PR #628, opened 2023-07-13
bugfix(npm): Fix npm install issue

ClaraLeigh:
- Local package was trying to install globally

Untested, will look at testing later


package.json
danorlando, line 1: If we were to add another shared package (auth, for example, which I had to temporarily copy code over to the admin from client so it has a login), wouldn't it also require a separate workspace? because it would also have its own package.json. So I'm not sure changing this to packages/* is a good idea.

danorlando: This can be disregarded per the information found in this article: https://ruanmartinelli.com/posts/npm-7-workspaces-1/

danny-avila:
I implemented this in my release branch with no issues. Thanks for starting this @ClaraLeigh

PR #648, opened 2023-07-15
fix: sharpness in Bing Chat icon

fuegovic:
## Description
I did some research on the subject today to better understand the problem and the solution.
+++
#### [WHAT YOU ARE ASKED TO DO]
In the records above, collect each line with "danorlando".

#### [RESPONSE TO THE EXERCISE]
danorlando, line 1: If we were to add another shared package (auth, for example, which I had to temporarily copy code over to the admin from client so it has a login), wouldn't it also require a separate workspace? because it would also have its own package.json. So I'm not sure changing this to packages/* is a good idea.
danorlando: This can be disregarded per the information found in this article: https://ruanmartinelli.com/posts/npm-7-workspaces-1/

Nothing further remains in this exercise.